Karen 2024-06-14 12:17:09

Maersk container ship attacked, explosion near a merchant ship in the Red Sea!

British maritime security firm Embry said a merchant ship reported an explosion near it in the Red Sea, about 19 nautical miles west of the Yemeni port city of Ha.


Separately, Britain's Office of Maritime Trade Operations said it had been notified of two explosions near a vessel 27 nautical miles south of Mocha. The office said in a statement that no damage had been reported, that all crew members were safe and that the ship was on its way to its next port of call.sea shipping from China to Europe

It was not immediately clear whether the two explosions reported by Embry and the Office of Maritime Trade Action were the same incident.door to door shipping 
In its briefing, Embry said the merchant ships it reported fit the profile of targets targeted by Houthi forces in Yemen. The Houthis have been attacking ships off the coast of Yemen for months. Embry said the vessel was en route from Europe to the United Arab Emirates and did not send an automatic vessel identification system signal.DDP DDU

In addition, according to CCTV news, on the evening of the 5th local time, Yahya Saria, a military spokesman for the Houthi armed forces in Yemen, said that the Houthi armed forces in the Red Sea and the Arabian Sea again launched three attacks against passing ships.

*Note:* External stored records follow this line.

PR #151, opened 2015-05-26
Release the proper value when new-ing classes

fealebenpae:
`ObjCConstructorCall` used to release the object returned by `alloc`, but it has to release the object returned by the initializer call instead, to account for cases when `alloc` returns a dummy placeholder factory object or when an initializer replaces `self`.


jasssonpet:
:+1: 

We could probably reuse `ConstructorResolutionTests.js`

PR #191, opened 2015-06-11
Cache require paths - close #139.

### LINKED ISSUE #139: Optimize require of JavaScript modules
We could try to make fewer file systems operations on each require if possible. This takes about 100ms of about 1000ms startup time on iPhone 5 at the moment.

An alternative is: https://github.com/NativeScript/nativescript-cli/issues/489

jasssonpet:
This reduces the Cuteness load time from 730ms to 630ms on iPhone 5s in Release.

### DIFF
--- a/src/NativeScript/require.js
+++ b/src/NativeScript/require.js
@@ -20,6 +20,7 @@
 
     var isDirectory = new interop.Reference(interop.types.bool, false);
 
+    var pathCache = new Map();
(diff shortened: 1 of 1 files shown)


PanayotCankov:
:+1: That makes somewhat 15% faster right?

enchev:
:+1:

enchev:
anyway .. I still like it! :)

Two of the operations in the Red Sea targeted two freighters bound for Israel, while the other targeted an American cargo ship in the eastern Arabian Sea. The Houthis used missiles and drones in all three attacks.

Yahya Sariah said in a statement that three military operations were carried out in the Red Sea and the Arabian Sea, and two in the Red Sea. The group used missiles and drones to attack the cargo ships Roza and Vantage Dream, which were sailing in the Red Sea and had visited Israeli ports in the past few months.

In addition, the Houthis also launched several drones to attack a U.S. container ship "Maersk Seletar" sailing in the Arabian Sea.

After a new round of Israeli-Palestinian conflict broke out in October last year, Yemen's Houthi armed forces used drones and missiles to repeatedly attack targets in the Red Sea waters. In early May, the Houthis in Yemen said they would expand their strikes in the Red Sea, the Arabian Sea, the Indian Ocean and the Mediterranean against all ships of companies that had done business with Israel in the past few months, regardless of their nationality or the port of destination.

Maersk said in a recent report that the impact of the situation in the Red Sea is continuing to cause disruption across the industry. Maersk expects the industry disruption caused by the Red Sea crisis to continue until the third quarter of 2024.

At the same time, Maersk has also seen some operational constraints, such as increased waiting times for vessels and high yard density at transit hubs

All of these effects add up to a loss of berthing places for ships in Asian ports, as well as various knock-on effects in other regions such as India, the Middle East, and transatlantic trade. For example, Alphaliner reports that Asia-Europe trade is short of 10% of its standard capacity. To bridge the gap, the shipping industry would need about 36 additional vessels to keep the trade going every week.

Maersk noted that from January 2024, about 25 percent of global capacity was diverted from the Red Sea, adding thousands of miles and increasing transit times to two weeks.